> _What to produce_: Your answer should be the exact lines of the records, starting with the one containing "Add an example" and running to the end.

++++++++++++++++++++

PR #537, opened 2025-05-05
GCP Gemma TPU Inference example

barney-s:
Adding a GCP Gemma on TPU Example. This uses Project as external reference

This example depends on : #273


a-hilaly (approved):
👍

PR #540, opened 2025-05-07
example: show and example using Job (set no ttl)

barney-s:
Add an example showing how to create Jobs using KRO. Note we need to make sure the job stays by not setting any TTL


barney-s:
related issue discovered: #541

a-hilaly (approved):
👍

++++++++++++++++++++

> _The answer_:
Add an example showing how to create Jobs using KRO. Note we need to make sure the job stays by not setting any TTL


barney-s:
related issue discovered: #541

a-hilaly (approved):
👍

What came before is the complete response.